**Problem statement**: Which lines of the entries below include "dotenv"? List them all.

Saved entries:

···

PR #8262, opened 2022-02-22
chore(ci): remove unnecessary env vars from Netlify config files

clemsos:
# Description

There are several things that get set by ENV vars when we should really rely on config files instead. This also solved issues with Github actions in #8259

# Issues

Fixes #
Refs #

# Checklist:

### DIFF
--- a/unlock-app/next.config.js
+++ b/unlock-app/next.config.js
@@ -11,15 +11,31 @@ dotenv.config({
 })
 
 // TODO renames these: URLs need to be URLs, hosts need to be hosts... etc
+const staging = {
+  locksmithHost: 'https://rinkeby.locksmith.unlock-protocol.com',
+  unlockStaticUrl: 'https://unlock-protocol.com',
+  unlockAppUrl: 'https://staging-app.unlock-protocol.com',
+  paywallUrl: 'https://staging-paywall.unlock-protocol.com',
+}
+
+const production = {
+  locksmithHost: 'https://locksmith.unlock-protocol.com',
+  unlockStaticUrl: 'https://unlock-protocol.com',
+  unlockAppUrl: 'https://app.unlock-protocol.com',
+  paywallUrl: 'https://paywall.unlock-protocol.com',
+}
+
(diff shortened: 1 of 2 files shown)


julien51 (approved):

searchableguy:
This is a bit confusing. Why are we allowing loading from environment variables on staging but not on production?

clemsos:
> This is a bit confusing. Why are we allowing loading from environment variables on staging but not on production?

Yes agree this is kind of ugly. The reason is to maintain support for actual dev workflow that relies on a `.env` file.

The best way will be to remove environment variables entirely and just have a simple config file. Wdyt?

searchableguy:
There is one problem with that. You will need more than two config (staging, prod) for fleek too because that will be hosted on a different domain. cc @julien51 

Another problem is development. I guess you are thinking of overriding the staging with local environment variables which should work fine. Nextjs actually automatically loads up environment variables inside `.env.local`. We don't need to depend on dotenv and our own setup for using them as config.

searchableguy:
Personally, I would suggest if we are putting config values in a file - then remove loading up environment variables in staging and rather have one more `dev` config which uses environment variables and default values.

It should be run by default if no unlockEnv is set to nothing or `dev`. WDTY?

clemsos:
Yes, agree that it makes more sense to have a dev section in the config and not using env vars.

What about fleek deployment? How do you think we should handle this?

clemsos:
also it seems that the dotenv deps exists to import a ENV file from the root of the repo. Will be good to get rid of this as well, and have a better way to set our URLS in config and secrets in exported ENV vars.

one reason I can think this pattern exists is that the config file can be shared across the different repos, so we avoid duplicating code. Now with yarn there is no way to import a file outside the current folder (i.e. `unlock-app`) by using a relative path. This needs to the idea of having a shared "config " package with URLs etc, which is sort of a rabbit hole too

clemsos:
@searchableguy just updated the config pattern following our discussion. Looks good to me as it is now, also knowing it will be handled in the website rewriting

···

**Result for this exercise**:
@@ -11,15 +11,31 @@ dotenv.config({
Another problem is development. I guess you are thinking of overriding the staging with local environment variables which should work fine. Nextjs actually automatically loads up environment variables inside `.env.local`. We don't need to depend on dotenv and our own setup for using them as config.
also it seems that the dotenv deps exists to import a ENV file from the root of the repo. Will be good to get rid of this as well, and have a better way to set our URLS in config and secrets in exported ENV vars.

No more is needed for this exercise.